Neutrosophic Gamma Distribution

Description

Density, distribution function, quantile function and random generation for the neutrosophic gamma distribution with parameter shape = \alpha_N and scale=\lambda_N.

Usage

dnsGamma(x, shape, scale)

pnsGamma(q, shape, scale, lower.tail = TRUE)

qnsGamma(p, shape, scale)

rnsGamma(n, shape, scale)

Arguments

Details

The neutrosophic gamma distribution with parameters \alpha_N and \lambda_N has density

f_N(x)=\frac{1}{\Gamma(\alpha_N) \lambda_N^{\alpha_N}} x^{\alpha_N-1} \exp\{-\left(x / \lambda_N\right)\}

for x \ge 0, \alpha_N \in (\alpha_L, \alpha_U), the shape parameter which must be a positive interval and \lambda_N \in (\lambda_L, \lambda_U), the scale parameter which must be a positive interval.
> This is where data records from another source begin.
PR #402, opened 2017-11-05
DWR-1131 Assessment upsert

agorina:
This is the final step for this JIRA.


common/src/main/java/org/opentestsystem/rdw/ingest/common/util/JdbcUtil.java
```diff
@@ -28,6 +28,16 @@
...
+    /**
+     * Compares two Double values using {@link MathUtils#isCloseSqlFloat}
+     *
+     * @param v1 one value to compare
+     * @param v2 another value to compare
+     * @return true if equivalent, false otherwise
+     */
+    public static boolean equivalent(final Double v1, final Double v2) {
+        return (v1 == null && v2 == null) || (v1 != null && v2 != null && MathUtils.isCloseSqlFloat(v1, v2));
+    }
```
agorina: Since it is now needed in more than one place I moved it here. Not sure if this is the best home for it.

exam-processor/src/main/java/org/opentestsystem/rdw/ingest/processor/repository/impl/JdbcExamRepository.java
```diff
@@ -300,56 +300,56 @@ private void updateExam(final Exam exam, final long examId, final long importId)
     // shallow equals check on Exam
     private static boolean equivalent(final Exam e1, final Exam e2) {
```
agorina: The formatting was not intentional. Hmmm..I wonder how it happened. I should have the same IntelliJ settings as the rest of the team.

package-processor/src/main/java/org/opentestsystem/rdw/ingest/processor/service/impl/DefaultAssessmentPackageProcessor.java
```diff
@@ -36,19 +40,87 @@ public String process(final byte[] assessmentPackage, final long importId) {
...
+            final Assessment existing = packageRepository.findOneByNaturalId(toUpsert.getNaturalId());
+
+            if (existing == null) {
+                newAssessments.add(toUpsert);
+            } else if (validToUpdate(existing, toUpsert)) {
+                final Assessment assessmentToUpdate = processAssessmentForUpdate(existing, toUpsert);
+                if (assessmentToUpdate != null) updatedAssessments.add(assessmentToUpdate);
+            } else {
+                rejectedAssessments.add(toUpsert);
+                // TODO: not sure what to do here ?
```
agorina: Not sure if I should do anything else here. I am afraid that it may be a silent error that is easy to miss.

package-processor/src/main/resources/application.sql.yml
```diff
@@ -28,6 +28,8 @@ sql:
           a.label = :label,
           a.version = :version,
           a.update_import_id = :update_import_id
+        WHERE a.id = :id
```
agorina: This qualifies for a stupidest mistake of the year. I have no idea what I was thinking...but I am glad one of the tests discovered it.

I would think that JDBCTemplate should be smart enough to complain if a parameter is not used in the query, but it does not.

package-processor/src/main/resources/application.sql.yml
```diff
@@ -44,6 +46,7 @@ sql:
              s.cut_point_3 = :cutPoint3,
              s.min_score = :minScore,
              s.max_score = :maxScore
+          WHERE s.asmt_id = :asmt_id
```
agorina: And this one.

package-processor/src/main/resources/application.sql.yml
```diff
@@ -70,6 +73,7 @@ sql:
              i.type = :type,
              i.options_count= :optionsCount,
              i.answer_key = :answerKey
+          WHERE i.id = :id
```
agorina: And one more.

package-processor/src/test/java/org/opentestsystem/rdw/ingest/processor/repository/impl/JdbcAssessmentPackageRepositoryIT.java
```diff
@@ -257,7 +256,23 @@ public void itShouldUpdate() {
         assertThat(item990.getFieldTest()).isEqualTo(true);
         assertThat(item990.getAnswerKey()).isEqualTo("new answerKey");
         assertThat(item990.getAllowCalculator()).isNull();
+        assertThat(item990.getMathPractice()).isEqualTo(1);
         assertThat(item990.getCommonCoreStandards()).containsExactlyInAnyOrder(-99, -98);
         assertThat(item990.getOtherTargets()).containsExactlyInAnyOrder(-1111);
+
+        final Item anotherItem = items.stream().filter(i -> i.getId() != -990).findFirst().get();
```
agorina: Added more tests.

package-processor/src/test/java/org/opentestsystem/rdw/ingest/processor/service/impl/DefaultAssessmentPackageProcessorIT.java
```diff
@@ -33,14 +34,51 @@
...
-
+    public void itShouldCreate() throws IOException {
         final int beforeAssessmentCount = countRowsInTable(jdbcTemplate, "asmt") + countRowsInTable(jdbcTemplate, "asmt");
         final int beforeItemCount = countRowsInTable(jdbcTemplate, "item") + countRowsInTable(jdbcTemplate, "item");
 
-        assertThat(packageProcessor.process(ByteStreams.toByteArray(this.getClass().getResourceAsStream("/IAB_ICA_Combined.items.csv")), -99))
-                .isEqualTo("9 assessments processed");
+        assertThat(packageProcessor.process(ByteStreams.toByteArray(this.getClass().getResourceAsStream("/updateAsmt/IAB_ICA_Combined.items.csv")), -99))
+                .isEqualTo("Total assessments processed 9, newly created count 9, updated count 0, rejected count 0");
         assertThat(countRowsInTable(jdbcTemplate, "asmt")).isEqualTo(beforeAssessmentCount + 9);
```
agorina: Any concerns that I am changing the message here? 
Would we ever need to query this msg in the db?

package-processor/src/main/java/org/opentestsystem/rdw/ingest/processor/service/impl/DefaultAssessmentPackageProcessor.java
```diff
@@ -36,19 +40,82 @@ public String process(final byte[] assessmentPackage, final long importId) {
...
+                if (!updatedItem.equals(existingItem)) {
+                    items.add(updatedItem);
+                    update = true;
+                }
+            } else {
+                items.add(itemToUpsert);
+                update = true;
+            }
+        }
+        return update ? asmtBuilder.items(items).build() : null;
```
agorina: Just to note: if there are 'removed' items they will not be in the built assessment. Since the repo does not delete, it works. I am not sure if it would be 'cleaner' to add the items here?

package-processor/src/main/java/org/opentestsystem/rdw/ingest/processor/service/impl/DefaultAssessmentPackageProcessor.java
```diff
@@ -36,19 +40,82 @@ public String process(final byte[] assessmentPackage, final long importId) {
...
+        packageRepository.create(newAssessments, importId);
+        final String msg = "Total assessments processed " + assessments.size() + ", newly created count " + newAssessments.size() + ", updated count " + updatedAssessments.size() + ", rejected count " + rejectedAssessments.size();
         logger.info(msg);
         return msg;
     }
 
+    private boolean validToUpdate(final Assessment existing, final Assessment toUpsert) {
+        return existing.getSubjectId() == toUpsert.getSubjectId()
+                && existing.getGradeId() == toUpsert.getGradeId()
+                && existing.getTypeId() == toUpsert.getTypeId();
```
agorina: I added the asmt type to the validation rules(JIRA mentions subject and grade per asmt id). When we parse TRTs we take the type from the asmt so I felt it is right to include it here.

Any objections?

malaffoon: I guess the obvious question is: why is type_id denormalized in the exam table?

package-processor/src/main/java/org/opentestsystem/rdw/ingest/processor/service/impl/DefaultAssessmentPackageProcessor.java
```diff
@@ -36,19 +40,82 @@ public String process(final byte[] assessmentPackage, final long importId) {
...
+    }
+
+    /**
+     * Combines existing assessment with the newly provided one.
+     * The rules for building the assessment are:
+     * - the assessment must be updated if at least one field has changed. This is done to update the import id and 'updated' timestamp for migrate to pick up the change.
```
malaffoon: nit: javadocs should use proper markup (i.e. <ul><li>); also, very long lines here

package-processor/src/main/java/org/opentestsystem/rdw/ingest/processor/service/impl/DefaultAssessmentPackageProcessor.java
```diff
@@ -36,19 +40,82 @@ public String process(final byte[] assessmentPackage, final long importId) {
...
+                }
+            } else {
+                items.add(itemToUpsert);
+                update = true;
+            }
+        }
+        return update ? asmtBuilder.items(items).build() : null;
+    }
+
+    private boolean asmWithoutItemsEqual(final Assessment one, final Assessment another) {
```
malaffoon: typo in name? `asmtWithoutItemsEqual` although maybe `equalsIgnoringItems` (since it obviously deals with asmts and i like the `equals` at the beginning of the name.

package-processor/src/main/java/org/opentestsystem/rdw/ingest/processor/service/impl/DefaultAssessmentPackageProcessor.java
```diff
@@ -36,19 +40,82 @@ public String process(final byte[] assessmentPackage, final long importId) {
...
+     * - if an existing assessment has more items, they should be preserved, we do not allow for items to be deleted in a case there are exams that are linked to it
+     */
+    private Assessment processAssessmentForUpdate(final Assessment existing, final Assessment toUpsert) {
+        boolean update = !asmWithoutItemsEqual(existing, toUpsert);
+
+        final Assessment.Builder asmtBuilder = Assessment.builder()
+                .copyWithoutItems(toUpsert)
+                .id(existing.getId());
+
+        final Map<String, Item> existingItemsById = existing.getItems().stream().collect(toMap(Item::getNaturalId, i -> i));
```
malaffoon: I think building this map and using it will be less efficient (and certainly is less readable) than adding a method on Assessment like `findItem(final String itemNaturalId)`

package-processor/src/main/java/org/opentestsystem/rdw/ingest/processor/service/impl/DefaultAssessmentPackageProcessor.java
```diff
@@ -36,19 +40,82 @@ public String process(final byte[] assessmentPackage, final long importId) {
...
+        final List<Item> items = newArrayList();
+
+        for (final Item itemToUpsert : toUpsert.getItems()) {
+            if (existingItemsById.containsKey(itemToUpsert.getNaturalId())) {
+                final Item existingItem = existingItemsById.get(itemToUpsert.getNaturalId());
+                final Item updatedItem = Item.builder().copy(itemToUpsert).id(existingItem.getId()).build();
+                if (!updatedItem.equals(existingItem)) {
```
malaffoon: I think there may be too much knowledge of what the repository is doing here, maybe we can talk about it. I might feel better if the javadocs explicitly said something like: `This method constructs an assessment that has just the updated parts so the repository can efficiently update an existing assessment. Yes, it has deep knowledge of how the repository works and the efficiency logic is mostly here not in the repository.`

package-processor/src/test/java/org/opentestsystem/rdw/ingest/processor/service/impl/DefaultAssessmentPackageProcessorIT.java
malaffoon: i don't think we need to worry about changing the message 

I'd request a slight change to the message to make it shorter, something like "Assessments processed: 9, created: 9, updated: 0, rejected: 0"

package-processor/src/main/java/org/opentestsystem/rdw/ingest/processor/service/impl/DefaultAssessmentPackageProcessor.java
agorina: We used to have two tables - one of iab and another for ICA/Summative. At the time we merged two tables into one it looked like a good idea to have type_id as a discriminator. I will check how and where it is used and we can discuss changing it.

package-processor/src/main/java/org/opentestsystem/rdw/ingest/processor/service/impl/DefaultAssessmentPackageProcessor.java
agorina: I like this idea, will change.

package-processor/src/main/java/org/opentestsystem/rdw/ingest/processor/service/impl/DefaultAssessmentPackageProcessor.java
agorina: I share the same concern. Let's talk tomorrow.

package-processor/src/main/java/org/opentestsystem/rdw/ingest/processor/service/impl/DefaultAssessmentPackageProcessor.java
agorina: Thanks.

package-processor/src/test/java/org/opentestsystem/rdw/ingest/processor/service/impl/DefaultAssessmentPackageProcessorIT.java
agorina: Will change.

PR #404, opened 2017-11-06
DWR-1132 Ingest: support accommodations updates, remove language rest…

agorina:
…rictions


package-processor/src/main/java/org/opentestsystem/rdw/ingest/processor/service/impl/DefaultAccommodationsProcessor.java
```diff
@@ -99,16 +96,15 @@ public String process(final byte[] accessibilityConfig, final long importId) thr
...
-                accommodations.add(Accommodation.builder()
-                        .code(code)
-                        .addTranslation(langId, label)
-                        .build());
-                logger.debug(code + " = [" + lang + "] " + label);
+                builder.addTranslation(langCode, label);
+
+                logger.debug(code + " = [" + langCode + "] " + label);
             }
+            accommodations.add(builder.build());
```
agorina: This was really wrong: it caused the same accommodation to be inserted multiple times in a case when there is more than one translation. Which in turn caused the accommodation to change its auto-incremented id. I added tests to prove that it is fixed.

PR #405, opened 2017-11-08
fiddle with student groups with bad years

malaffoon:
As part of trying to track this down, i created this test. Doesn't really help with the overall issue but i thought i'd preserve it ...

### DIFF
--- a/group-processor/src/test/java/org/opentestsystem/rdw/ingest/group/service/impl/DefaultProcessingGroupImportServiceIT.java
+++ b/group-processor/src/test/java/org/opentestsystem/rdw/ingest/group/service/impl/DefaultProcessingGroupImportServiceIT.java
@@ -7,6 +7,8 @@ import org.opentestsystem.rdw.ingest.group.RepositoryBackedIT;
 import org.opentestsystem.rdw.ingest.group.service.ProcessingGroupImportService;
 import org.springframework.beans.factory.annotation.Autowired;
 import org.springframework.context.annotation.Import;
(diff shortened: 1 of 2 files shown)


group-processor/src/test/java/org/opentestsystem/rdw/ingest/group/service/impl/DefaultProcessingGroupImportServiceIT.java
```diff
@@ -305,6 +308,48 @@ public void itShouldTriggerAMigration() {
...
+        // This test plays with the situation where an invalid school year was set for a group
+        // (the CSV validation has been improved so this shouldn't happen any more but ...)
+        //
+        // The problem is that `insertMissingGroups` silently fails to insert the missing group
+        // because of a data integrity violation. After that, other steps no-op because they are
+        // joining to the student_group table which doesn't have an entry.
+        //
+        // All that said, the worst that will happen is the import will be marked PROCESSED which
+        // might be misleading since nothing was imported.
+
```
chdietz: So, one case where the import can be left ACCEPTED is this case and this exercises it but is covered by CSV validation?

malaffoon: Unfortunately, no. This should not leave the import in ACCEPTED state because, as this test demonstrates, it gets through the whole process without throwing an exception or otherwise veering off the happy path.

PR #408, opened 2017-11-14
Feature/cleanup group membership processing

wtritch:
This cleans up group membership processing to only clear removed students/users from membership tables when processing a group update.
The "INSERT IGNORE" and unique index will ensure that only new users/students are inserted into a membership table.


wtritch:
hm... looks like I borked the branching.  Aborting this PR and will file a clean one.

PR #409, opened 2017-11-14
Cleanup group membership processing to only clear removed students/us…

wtritch:
…ers from groups.
This cleans up group membership processing to only clear removed students/users from membership tables when processing a group update.
The "INSERT IGNORE" and unique index will ensure that only new users/students are inserted into a membership table.

### DIFF
--- a/group-processor/src/main/resources/application.sql.yml
+++ b/group-processor/src/main/resources/application.sql.yml
@@ -396,7 +396,11 @@ sql:
                           AND upload.batch_id = :batch_id
                           AND upload.school_id = :school_id) updated
                 ON updated.group_id = users.student_group_id
+              LEFT JOIN upload_student_group uploaded_user
+                ON uploaded_user.group_id = users.student_group_id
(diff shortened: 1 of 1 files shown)


group-processor/src/main/resources/application.sql.yml
```diff
@@ -396,7 +396,11 @@ sql:
                           AND upload.batch_id = :batch_id
                           AND upload.school_id = :school_id) updated
                 ON updated.group_id = users.student_group_id
+              LEFT JOIN upload_student_group uploaded_user
+                ON uploaded_user.group_id = users.student_group_id
+                  AND uploaded_user.group_user_login = users.user_login
             WHERE users.student_group_id IS NOT NULL
+              AND uploaded_user.id IS NULL
```
wtritch: This basically adds an additional lookup to only remove users that don't exist in the uploaded members list.

chdietz: @wtritch is thinking in sets

PR #417, opened 2017-11-30
newline handling

malaffoon:
I'd like to push this and try it in awsqa before deploying to production configuration

### DIFF
--- a/group-processor/src/main/resources/application.sql.yml
+++ b/group-processor/src/main/resources/application.sql.yml
@@ -463,14 +463,23 @@ sql:
 
 
   # ------------ Load from S3 or local ---------------------------------------------------------
+  # Line termination. Recall ...
+  #   '\r' == CR == 0x0D : default for Mac
+  #   '\n' == LF == 0x0A : default for Linux
+  #   '\r\n' : default for Windows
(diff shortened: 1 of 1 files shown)


group-processor/src/main/resources/application.sql.yml
```diff
@@ -463,14 +463,24 @@ sql:
 
 
   # ------------ Load from S3 or local ---------------------------------------------------------
+  # Line termination. Recall ...
+  #   '\r' == CR == 0x0D : default for Mac
```
malaffoon: Hmm. I have found evidence that the default for Mac may be LF. Sigh. Anybody have any definitive answer?

FYI, Melissa's files have CR as the newline. Of course, that is Excel 2011 which might be from before the switch.

Grrrrr.

jtreuting: i can install Mac Office 2011 tonight and test that versus the 2016 version that I have and assuming you have

jtreuting: here is what i found with Mac Excel Office 365

Save As...
- MS-DOS CSV: CRLF
- Windows CSV: CRLF
- Generic CSV: CRLF
- CSV UTF8 (default CSV it seems): CR

PR #11, opened 2017-07-25
fix port

sbose78:
.. for test env setup

### DIFF
--- a/.make/docker-compose.integration-test.yaml
+++ b/.make/docker-compose.integration-test.yaml
@@ -4,11 +4,11 @@ services:
     image: centos/postgresql-95-centos7
     network_mode: "bridge"
     ports:
-      - "5432"
+      - "5433"
     environment:
       POSTGRESQL_ADMIN_PASSWORD: mysecretpassword
     healthcheck:
-      test: "bash -c 'pg_isready -h localhost -p 5432 -q -U postgres'"
+      test: "bash -c 'pg_isready -h localhost -p 5433 -q -U postgres'"
       interval: 3s
       timeout: 7s
       retries: 5
--- a/.make/docker-compose.integration-test.yaml
+++ b/.make/docker-compose.integration-test.yaml
@@ -4,11 +4,11 @@ services:
     image: centos/postgresql-95-centos7
     network_mode: "bridge"
     ports:
-      - "5433"
+      - "5432"
     environment:
       POSTGRESQL_ADMIN_PASSWORD: mysecretpassword
     healthcheck:
-      test: "bash -c 'pg_isready -h localhost -p 5433 -q -U postgres'"
+      test: "bash -c 'pg_isready -h localhost -p 5432 -q -U postgres'"
       interval: 3s
       timeout: 7s
       retries: 5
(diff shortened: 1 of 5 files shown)


sbose78:
[test]

fabric8cd:
@sbose78 snapshot fabric8-auth image is available for testing.  `docker pull docker.io/fabric8/fabric8-auth:SNAPSHOT-PR-11-1`

sbose78:
@alexeykazakov yeah.. i know. I was trying to see if we can have the same port but use a different database inside it ( similar to the way its done in `init-tenant` where a database named `tenant` is used in the same db server as wit )

sbose78:
[test]

sbose78:
trying this out so that SD can proceed with setup of pipelines - was getting this error   

```
--- FAIL: TestMigrations (0.00s) panic: dial tcp 172.17.0.3:5433: getsockopt: connection refused [recovered] panic: dial tcp 172.17.0.3:5433: getsockopt: connection refused
```

but looks like there's the issue of entitlements' test failing..

hectorj2f:
@sbose78 connection refused means that there is a problem to talk to the db, no ?

sbose78:
@hectorj2f : could be an issue with the db being setup on a different port for tests: https://github.com/fabric8-services/fabric8-wit/blob/master/.make/docker-compose.integration-test.yaml

alexeykazakov:
[test]

alexeykazakov:
The entitlement test failed because there were too many resources for the test user in our test realm. I suspect there are some test outside of wit and auth services that create a lot of spaces/resources for the test user and don't bother to remove the spaces properly. As a result the request to obtain an RPT for all resources fails (too big response which killed by OS).
I now cleaned the resources so test are passing again (in both auth and wit).
@sbose78 we need to remove all tests that obtain all the resources available to the user as part of your work on stopping obtaining all the resources.

alexeykazakov:
@sbose78 well, this PR actually doesn't specify a new DB name. It's still using the same "postgres" name. But even if we change the DB name the "make dev" command will fail if there is already a postgres container running created by make dev for fabric8-wit.

I tried to make the make_postgres_integration_test_1 container available via 5433 but it still fails:  https://github.com/fabric8-services/fabric8-auth/pull/12/files

@hectorj2f if I apply https://github.com/fabric8-services/fabric8-auth/pull/12/files then the DB is available via 0.0.0.0:5433 but not via 172.17.0.3:5433.
But even if I set AUTH_POSTGRES_HOST to 0.0.0.0 from 172.17.0.3 then 0.0.0.0:5433 is still unavailable from the auth container. But I can connect to the DB from my host (0.0.0.0:5433).

Any idea how to fix it?

sbose78:
I was trying to use db auth + port 5432 here in this commit and then removed it because our tests failed to find the `auth` database. 

https://github.com/fabric8-services/fabric8-auth/pull/11/commits/1ab8c2f26082dae8295b1a2243893b9c6db24d2c

sbose78:
> @sbose78 we need to remove all tests that obtain all the resources available to the user as part of your work on stopping obtaining all the resources.

Okay, will do this.

fabric8cd:
@sbose78 snapshot fabric8-auth image is available for testing.  `docker pull docker.io/fabric8/fabric8-auth:SNAPSHOT-PR-11-2`

alexeykazakov:
[test]

Issue #14, opened 2017-07-26
It should be possible to run both wit and auth services locally on the same host for development and testing 


alexeykazakov:
This is a follow up on https://github.com/fabric8-services/fabric8-auth/pull/11 which was a temporal workaround to fix our CI.

@sbose78 please work with @hectorj2f to fix our docker-test-integration.

So, we will probably need to revert https://github.com/fabric8-services/fabric8-auth/pull/11 and properly fix the test integration docker container (my attempt https://github.com/fabric8-services/fabric8-auth/pull/12/ didn't help).

alexeykazakov:
@hectorj2f if I apply https://github.com/fabric8-services/fabric8-auth/pull/12/files then the DB is available via 0.0.0.0:5433 but not via 172.17.0.3:5433.
But even if I set AUTH_POSTGRES_HOST to 0.0.0.0 from 172.17.0.3 then 0.0.0.0:5433 is still unavailable from the auth container. But I can connect to the DB from my host (0.0.0.0:5433).

hectorj2f:
@alexeykazakov I'll push a quick PR with the fix, it is an easy one.

alexeykazakov:
Oh, thanks @hectorj2f I was hopping for your docker expertise ;)

alexeykazakov:
Fixed.

PR #15, opened 2017-07-26
Auth db in port 5433

hectorj2f:
related to: https://github.com/fabric8-services/fabric8-auth/issues/14

Questions to @alexeykazakov:
- Do we want to keep the port 5433 only for tests and local environment ? That will mean that the openshift templates should be configured for 5432.

### DIFF
--- a/.make/docker-compose.integration-test.yaml
+++ b/.make/docker-compose.integration-test.yaml
@@ -4,7 +4,7 @@ services:
     image: centos/postgresql-95-centos7
     network_mode: "bridge"
     ports:
-      - "5432"
+      - "5433:5432"
     environment:
       POSTGRESQL_ADMIN_PASSWORD: mysecretpassword
     healthcheck:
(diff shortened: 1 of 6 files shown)


fabric8cd:
@hectorj2f snapshot fabric8-auth image is available for testing.  `docker pull docker.io/fabric8/fabric8-auth:SNAPSHOT-PR-15-1`

alexeykazakov:
The tests are still failing in Jenkins: 172.17.0.3:5433: getsockopt: connection refused
I reproduce it locally to when do `make docker-test-integration`
It's the same issue I mentioned before:
the DB is available via 0.0.0.0:5433 but not via 172.17.0.3:5433
And yes, let's keep 5433 port only for test and dev env. We still can use 5432 in OS templates.

hectorj2f:
@alexeykazakov alright! Let me find a solution for the tests. I need to upgrade my docker-compose to test it locally.

fabric8cd:
@hectorj2f snapshot fabric8-auth image is available for testing.  `docker pull docker.io/fabric8/fabric8-auth:SNAPSHOT-PR-15-2`

hectorj2f:
@alexeykazakov 
- CI tests use 5432
- local: make dev uses 5433
- Openshift deployment set a PORT env var to 5432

Here, \Gamma(\cdot) is gamma function implemented by gamma.

Value

dnsGamma gives the density function

pnsGamma gives the distribution function

qnsGamma gives the quantile function

rnsGamma generates random variables from the neutrosophic gamma distribution.

References

Khan, Z., Al-Bossly, A., Almazah, M. M. A., and Alduais, F. S. (2021). On statistical development of neutrosophic gamma distribution with applications to complex data analysis, Complexity, 2021, Article ID 3701236.

Examples

data(remission)
dnsGamma(x = remission, shape = c(1.1884, 1.1896), scale = c(7.6658, 7.7796))

pnsGamma(q = 20, shape = c(1.1884, 1.1896), scale = c(7.6658, 7.7796))

# Calculate quantiles
qnsGamma(p = c(0.25, 0.5, 0.75), shape = c(1.1884, 1.1896), scale = c(7.6658, 7.7796))

# Simulate 10 numbers
rnsGamma(n = 10, shape = c(1.1884, 1.1896), scale = c(7.6658, 7.7796))